- Task to carry out -
Count how many lines below include the string "Compare". Only that number should appear in the reply.

▼▼▼

PR #41539, opened 2025-02-24
autoflex: Rename Calculate to Diff

### LINKED ISSUE #41512: [TechDebt]: Use `flex.Compare` in the `skaff` `Update` method
### Description

The `internal/framework/flex` package contains a `Compare` function for calculating whether state and plan have differences. The `skaff` template for Terraform Plugin Framework based resources should utilize this method for comparing state and plan in the update method rather than the current logic which explicitly compares each argument individually.

https://github.com/hashicorp/terraform-provider-aws/blob/23f4b59fe367ddf64b4f145702e518af62a681f3/skaff/resource/resourcefw.gtpl#L431-L434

▲▲▲

- Exercise solution -
2